Records for the task: Begin

PR #5648, opened 2025-08-06
[LinearSolver] Untangle linear solver and linear system

alxbilger:
In #2777, the matrix assembly was removed from the linear solver. Instead, the assembly is done in a dedicated component, a linear system. However, linear solvers still kept an API related to the matrix assembly. This PR removes this API for a clearer one, where both solvers and systems have their own responsibilities.

With this work, we will be able to assemble different systems while keeping the same linear solvers. For example, an augmented system containing also lagrangian constraints.

An interesting consequence is that a linear solver is now agnostic to the simulated physic: no mass factor, stiffness factor, damping factor. The assembly of the mass, damping and stiffness is now totally in the linear system. We can now imagine a linear system assembling different types of physics, while keeping the same linear solvers.

I took the opportunity to clean a few things in the preconditioners.

Additions:
- A new Data `authorizeAssembly` in `BaseMatrixLinearSystem`. This Data is hidden to the user. This Data exists to use the DDGNode system, in particular in the asynchronous solver.
- Similarly, a new Data `factorizationInvalidation` is introduced in `MatrixLinearSolver`. This Data is linked to the Data `matrixChanged`, also newly introduced, and serves as an observer for matrix changes. That way, the solver decompose the matrix only if a change in the matrix occurred.
- `CompositeLinearSystem` is now templated also on `GraphScatteredMatrix`.
- `PreconditionedMatrixFreeSystem` is a new component of the categories of the linear systems. It is intended to work with `PCGLinearSolver`. The specificity of this linear system is the link toward a the linear system of the preconditioner. It has a Data `assemblingRate`, allowing to assemble the matrix of the preconditioner only at a given rate. It is templated only on `GraphScatteredMatrix` since it works only with `PCGLinearSolver`.

Changes:
- Some types involving scalar types are changed from `double` to `Real`
- When there is no linear system in the scene, the linear solver instantiates automatically a linear system component. Before it was added as a slave, mainly for UX reasons. However, slaves are not visited by the visitors. Therefore, linear systems are no longer a slave when instantiated automatically.
- The Data `update_step` is removed in `PCGLinearSolver`. Since the solvers are no longer responsible to assemble the matrices, this Data is no longer used. Instead, the equivalent of this Data is now in `PreconditionedMatrixFreeSystem`.
- The assembly in the `WarpPreconditioner` is now transferred to `RotationMatrixSystem`. Similarly to `PreconditionedMatrixFreeSystem`, it has also a Data `assemblingRate`.
- The rotation finder is now an explicit link in `RotationMatrixSystem`. Before it was found implicitly with an index in `WarpPreconditioner`.

To do:

- [x] Fix warp preconditioner
- [x] Proper deprecation
- [ ] Review of the constraints, including the preconditioners
- [x] Fix `MechanicalMultiVectorPeqBaseVectorVisitor` in `MatrixLinearSolver`

[ci-depends-on https://github.com/sofa-framework/SofaPython3/pull/528]


alxbilger:
[ci-build][with-all-tests]

Sofa/framework/Core/src/sofa/core/behavior/LinearSolver.h
```diff
@@ -118,19 +96,18 @@ class SOFA_CORE_API LinearSolver : public BaseLinearSolver
     }
 
     /// Apply the contactforce dx = Minv * J^t * f and store the result in dx VecId
-    virtual void applyConstraintForce(const sofa::core::ConstraintParams* /*cparams*/,sofa::core::MultiVecDerivId /*dx*/, const linearalgebra::BaseVector* /*f*/) {
-        msg_error() << "applyConstraintForce has not been implemented.";
-    }
+    virtual void applyConstraintForce(const sofa::core::ConstraintParams* /*cparams*/,
```
bakpaul, line 131: I know, not in the scope of this PR, but why do we need this ? Isn't addMinvJt enough ?

bakpaul:
Ok so now the only purpose of a linear solver is to solve inverse linear problem given a LinearSystem that is responsible of defining the RHS and the LHS ? 

If the solver is a direct one, let's says a Cholesky solver, where is the decomposition supposed to be stored ? If the Solver is agnostic to the system, then it should not keep track of this decomposition no ? If in the future we would like to have many different LinearSystem using the same solver then they should somehow keep this info. Or maybe an intermediate map in the solver ?

alxbilger:
> Ok so now the only purpose of a linear solver is to solve inverse linear problem given a LinearSystem that is responsible of defining the RHS and the LHS ?
> 
> If the solver is a direct one, let's says a Cholesky solver, where is the decomposition supposed to be stored ? If the Solver is agnostic to the system, then it should not keep track of this decomposition no ? If in the future we would like to have many different LinearSystem using the same solver then they should somehow keep this info. Or maybe an intermediate map in the solver ?

@bakpaul The linear solver is still bound to a single linear system through its Link. It think it still makes sense to have the decomposition in the solver because of that. 

The intention with this PR was only to remove the assembly part in the API of the solver.

alxbilger:
[ci-build][with-all-tests]

alxbilger:
⚠️ The example scene `FEMBAR_PCG_PrecomputedWarpPreconditioner.scn` does not move, but it is also the case in master.

Sofa/framework/Core/src/sofa/core/behavior/BaseMatrixLinearSystem.cpp
```diff
@@ -27,15 +27,22 @@ namespace sofa::core::behavior
 BaseMatrixLinearSystem::BaseMatrixLinearSystem()
 : Inherit1()
 , d_matrixSize(initData(&d_matrixSize, "matrixSize", "Size of the global matrix"))
+, d_authorizeAssembly(initData(&d_authorizeAssembly, true, "authorizeAssembly", "Allows to assemble the system matrix"))
```
fredroy:
```suggestion
, d_authorizeAssembly(initData(&d_authorizeAssembly, true, "authorizeAssembly", "Enable assembly of the system matrix"))
```
and maybe renaming the Data with d_enableAssembly (`authorize` seems ... too strong ?)

fredroy (changes requested):

Sofa/framework/Core/src/sofa/core/behavior/BaseMatrixLinearSystem.cpp
fredroy: This applies to the other recurrences of this `d_authorizeAssembly` Data in other components

alxbilger: done

Sofa/Component/LinearSolver/Direct/src/sofa/component/linearsolver/direct/AsyncSparseLDLSolver.inl
```diff
@@ -29,44 +29,58 @@ namespace sofa::component::linearsolver::direct
 {
 
 template <class TMatrix, class TVector, class TThreadManager>
-void AsyncSparseLDLSolver<TMatrix, TVector, TThreadManager>::init()
+AsyncSparseLDLSolver<TMatrix, TVector, TThreadManager>::AsyncSparseLDLSolver()
+    : d_enableAssembly(initData(&d_enableAssembly, true, "authorizeAssembly", "Allow assembly of the linear system"))
```
fredroy:
```suggestion
    : d_enableAssembly(initData(&d_enableAssembly, true, "enableAssembly", "Allow assembly of the linear system"))
```

fredroy (changes requested):

fredroy (approved):

alxbilger:
Impossible, gmock is not available in SOFA

fredroy:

Records for the task: End

■ **Exercise aim**: The entries must all be transcribed exactly.

■ **Exercise result**:
PR #5648, opened 2025-08-06
[LinearSolver] Untangle linear solver and linear system

alxbilger:
In #2777, the matrix assembly was removed from the linear solver. Instead, the assembly is done in a dedicated component, a linear system. However, linear solvers still kept an API related to the matrix assembly. This PR removes this API for a clearer one, where both solvers and systems have their own responsibilities.

With this work, we will be able to assemble different systems while keeping the same linear solvers. For example, an augmented system containing also lagrangian constraints.

An interesting consequence is that a linear solver is now agnostic to the simulated physic: no mass factor, stiffness factor, damping factor. The assembly of the mass, damping and stiffness is now totally in the linear system. We can now imagine a linear system assembling different types of physics, while keeping the same linear solvers.

I took the opportunity to clean a few things in the preconditioners.

Additions:
- A new Data `authorizeAssembly` in `BaseMatrixLinearSystem`. This Data is hidden to the user. This Data exists to use the DDGNode system, in particular in the asynchronous solver.
- Similarly, a new Data `factorizationInvalidation` is introduced in `MatrixLinearSolver`. This Data is linked to the Data `matrixChanged`, also newly introduced, and serves as an observer for matrix changes. That way, the solver decompose the matrix only if a change in the matrix occurred.
- `CompositeLinearSystem` is now templated also on `GraphScatteredMatrix`.
- `PreconditionedMatrixFreeSystem` is a new component of the categories of the linear systems. It is intended to work with `PCGLinearSolver`. The specificity of this linear system is the link toward a the linear system of the preconditioner. It has a Data `assemblingRate`, allowing to assemble the matrix of the preconditioner only at a given rate. It is templated only on `GraphScatteredMatrix` since it works only with `PCGLinearSolver`.

Changes:
- Some types involving scalar types are changed from `double` to `Real`
- When there is no linear system in the scene, the linear solver instantiates automatically a linear system component. Before it was added as a slave, mainly for UX reasons. However, slaves are not visited by the visitors. Therefore, linear systems are no longer a slave when instantiated automatically.
- The Data `update_step` is removed in `PCGLinearSolver`. Since the solvers are no longer responsible to assemble the matrices, this Data is no longer used. Instead, the equivalent of this Data is now in `PreconditionedMatrixFreeSystem`.
- The assembly in the `WarpPreconditioner` is now transferred to `RotationMatrixSystem`. Similarly to `PreconditionedMatrixFreeSystem`, it has also a Data `assemblingRate`.
- The rotation finder is now an explicit link in `RotationMatrixSystem`. Before it was found implicitly with an index in `WarpPreconditioner`.

To do:

- [x] Fix warp preconditioner
- [x] Proper deprecation
- [ ] Review of the constraints, including the preconditioners
- [x] Fix `MechanicalMultiVectorPeqBaseVectorVisitor` in `MatrixLinearSolver`

[ci-depends-on https://github.com/sofa-framework/SofaPython3/pull/528]


alxbilger:
[ci-build][with-all-tests]

Sofa/framework/Core/src/sofa/core/behavior/LinearSolver.h
```diff
@@ -118,19 +96,18 @@ class SOFA_CORE_API LinearSolver : public BaseLinearSolver
     }
 
     /// Apply the contactforce dx = Minv * J^t * f and store the result in dx VecId
-    virtual void applyConstraintForce(const sofa::core::ConstraintParams* /*cparams*/,sofa::core::MultiVecDerivId /*dx*/, const linearalgebra::BaseVector* /*f*/) {
-        msg_error() << "applyConstraintForce has not been implemented.";
-    }
+    virtual void applyConstraintForce(const sofa::core::ConstraintParams* /*cparams*/,
```
bakpaul, line 131: I know, not in the scope of this PR, but why do we need this ? Isn't addMinvJt enough ?

bakpaul:
Ok so now the only purpose of a linear solver is to solve inverse linear problem given a LinearSystem that is responsible of defining the RHS and the LHS ? 

If the solver is a direct one, let's says a Cholesky solver, where is the decomposition supposed to be stored ? If the Solver is agnostic to the system, then it should not keep track of this decomposition no ? If in the future we would like to have many different LinearSystem using the same solver then they should somehow keep this info. Or maybe an intermediate map in the solver ?

alxbilger:
> Ok so now the only purpose of a linear solver is to solve inverse linear problem given a LinearSystem that is responsible of defining the RHS and the LHS ?
> 
> If the solver is a direct one, let's says a Cholesky solver, where is the decomposition supposed to be stored ? If the Solver is agnostic to the system, then it should not keep track of this decomposition no ? If in the future we would like to have many different LinearSystem using the same solver then they should somehow keep this info. Or maybe an intermediate map in the solver ?

@bakpaul The linear solver is still bound to a single linear system through its Link. It think it still makes sense to have the decomposition in the solver because of that. 

The intention with this PR was only to remove the assembly part in the API of the solver.

alxbilger:
[ci-build][with-all-tests]

alxbilger:
⚠️ The example scene `FEMBAR_PCG_PrecomputedWarpPreconditioner.scn` does not move, but it is also the case in master.

Sofa/framework/Core/src/sofa/core/behavior/BaseMatrixLinearSystem.cpp
```diff
@@ -27,15 +27,22 @@ namespace sofa::core::behavior
 BaseMatrixLinearSystem::BaseMatrixLinearSystem()
 : Inherit1()
 , d_matrixSize(initData(&d_matrixSize, "matrixSize", "Size of the global matrix"))
+, d_authorizeAssembly(initData(&d_authorizeAssembly, true, "authorizeAssembly", "Allows to assemble the system matrix"))
```
fredroy:
```suggestion
, d_authorizeAssembly(initData(&d_authorizeAssembly, true, "authorizeAssembly", "Enable assembly of the system matrix"))
```
and maybe renaming the Data with d_enableAssembly (`authorize` seems ... too strong ?)

fredroy (changes requested):

Sofa/framework/Core/src/sofa/core/behavior/BaseMatrixLinearSystem.cpp
fredroy: This applies to the other recurrences of this `d_authorizeAssembly` Data in other components

alxbilger: done

Sofa/Component/LinearSolver/Direct/src/sofa/component/linearsolver/direct/AsyncSparseLDLSolver.inl
```diff
@@ -29,44 +29,58 @@ namespace sofa::component::linearsolver::direct
 {
 
 template <class TMatrix, class TVector, class TThreadManager>
-void AsyncSparseLDLSolver<TMatrix, TVector, TThreadManager>::init()
+AsyncSparseLDLSolver<TMatrix, TVector, TThreadManager>::AsyncSparseLDLSolver()
+    : d_enableAssembly(initData(&d_enableAssembly, true, "authorizeAssembly", "Allow assembly of the linear system"))
```
fredroy:
```suggestion
    : d_enableAssembly(initData(&d_enableAssembly, true, "enableAssembly", "Allow assembly of the linear system"))
```

fredroy (changes requested):

fredroy (approved):

alxbilger:
Impossible, gmock is not available in SOFA

fredroy:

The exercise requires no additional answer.